>>>>>

PR #3386, opened 2026-06-10
docs(precompile-storage): document why load_account is sufficient in with_account_info

eric-ships:
## Motivation

`with_account_info` was calling `load_account`, which leaves `info.code` unpopulated for accounts with bytecode. An investigation into whether this matters for any caller determined it does not: every call site only reads `code_hash` (via `is_empty_code_hash()` or directly) — never `info.code`. This PR adds a comment making that invariant explicit so future authors know `load_account_code` is not needed here.

## What changed

Added a comment to `with_account_info` documenting that `load_account` is intentionally used rather than `load_account_code`, and why: all callers only need `code_hash`, which is always eagerly populated, so fetching bytecode from the database would be unnecessary overhead.

No behavioral change.

### DIFF
--- a/crates/common/precompile-storage/src/evm.rs
+++ b/crates/common/precompile-storage/src/evm.rs
@@ -557,7 +557,7 @@ mod tests {
 
         // Build a database that stores the account's bytecode so the journal can fetch it.
         let mut db = CacheDB::new(EmptyDB::default());
-        db.insert_account_info(addr, AccountInfo::new(U256::ZERO, 0, code_hash, code.clone()));
+        db.insert_account_info(addr, AccountInfo::new(U256::ZERO, 0, code_hash, code));
 
         let mut ctx = EthEvmContext::new(db, SpecId::AMSTERDAM);
         let mut observed_code: Option<Bytecode> = None;
--- a/crates/common/precompile-storage/src/evm.rs
+++ b/crates/common/precompile-storage/src/evm.rs
@@ -10,7 +10,10 @@ use alloc::string::ToString;
 use alloy_evm::precompiles::PrecompileInput;
 use alloy_primitives::{Address, B256, Log, LogData, U256};
 use revm::{
-    context::{Block, journaled_state::JournalCheckpoint},
+    context::{
+        Block,
+        journaled_state::{JournalCheckpoint, account::JournaledAccountTr},
+    },
     context_interface::cfg::GasParams,
     interpreter::gas::{Gas, KECCAK256, KECCAK256WORD, LOG},
     primitives::keccak256,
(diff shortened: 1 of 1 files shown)


cb-heimdall:
<table>
<tr>
<th>Requirement</th>
<th>Status</th>
<th>More Info</th>
</tr>
<tr>
<td>Reviews</td>
<td>
✅
<code>1/1</code>
</td>
<td>
<details>
<table>
<tr>
<td>
<details>
<table>
<tr>
<td>0</td>
</tr>
<tr>
<td>0</td>
</tr>
<tr>
<td>0</td>
</tr>
<tr>
<td>
</td>
<td>1</td>
</tr>
<tr>
<td>
<details>
<table>
<tr>
<td><strong>Max</strong></td>
<td><strong>0</strong></td>
</tr>
</table>
</details>
</td>
<td>0</td>
</tr>
<tr>
<td>
From <code>CODEOWNERS</code>
</td>
<td>0</td>
</tr>
<tr>
<td>Global minimum</td>
<td>0</td>
</tr>
<tr>
<td><strong>Max</strong></td>
<td>
<strong>
1
</strong>
</td>
</tr>
</table>
</details>
</td>
<td>1</td>
</tr>
<tr>
<td>0</td>
</tr>
<tr>
<td><strong>Sum</strong></td>
<td><strong>1</strong></td>
</tr>
</table>
</details>
</td>
</tr>
</table>

crates/common/precompile-storage/src/evm.rs
```diff
@@ -128,13 +131,17 @@ impl PrecompileStorageProvider for EvmPrecompileStorageProvider<'_> {
         address: Address,
         f: &mut dyn FnMut(&AccountInfo),
     ) -> Result<()> {
-        // Extract is_cold and clone AccountInfo before releasing the internals borrow.
+        // Load the account AND its bytecode so that `info.code` is always hydrated.
+        // Using `load_account` alone leaves `code: None` for accounts with real bytecode
+        // because the journal only populates `code_hash` lazily; `load_account_code`
+        // forces the cold-code fetch from the database, matching upstream behaviour and
+        // ensuring cold-code-load gas is charged (PSRC #23).
```
refcell: Do we actually use the account code? It doesn't look like it

refcell: Need to check the callback functions

eric-ships: You're right that the two current production callers (`is_b20_initialized` and the factory collision check) both read `info.is_empty_code_hash()`, which depends on `code_hash` — populated by `load_account` already, not `code`.

The fix is still correct for two reasons:
1. `with_account_info` is a public trait method; any future caller that reads `info.code` (e.g. an opcode emulator, a debugger) would silently get `None` without this change
2. The upstream tempo implementation explicitly hydrates code here, and aligning with upstream keeps our semantics consistent

Happy to add a comment clarifying this if useful.

eric-ships: Checked all call sites -- both `storage_ctx.rs:387` and `b20_factory/storage.rs:81,120` only read `is_empty_code_hash()`. No caller reads `info.code` today, so the fix is defensive/forward-looking rather than fixing a current bug.

refcell (approved):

<<<<<

## The task
Quote exactly the opening line of the material above and every line after it, up to and including the line that contains "## What changed".

## Solution to this exercise
PR #3386, opened 2026-06-10
docs(precompile-storage): document why load_account is sufficient in with_account_info

eric-ships:
## Motivation

`with_account_info` was calling `load_account`, which leaves `info.code` unpopulated for accounts with bytecode. An investigation into whether this matters for any caller determined it does not: every call site only reads `code_hash` (via `is_empty_code_hash()` or directly) — never `info.code`. This PR adds a comment making that invariant explicit so future authors know `load_account_code` is not needed here.

## What changed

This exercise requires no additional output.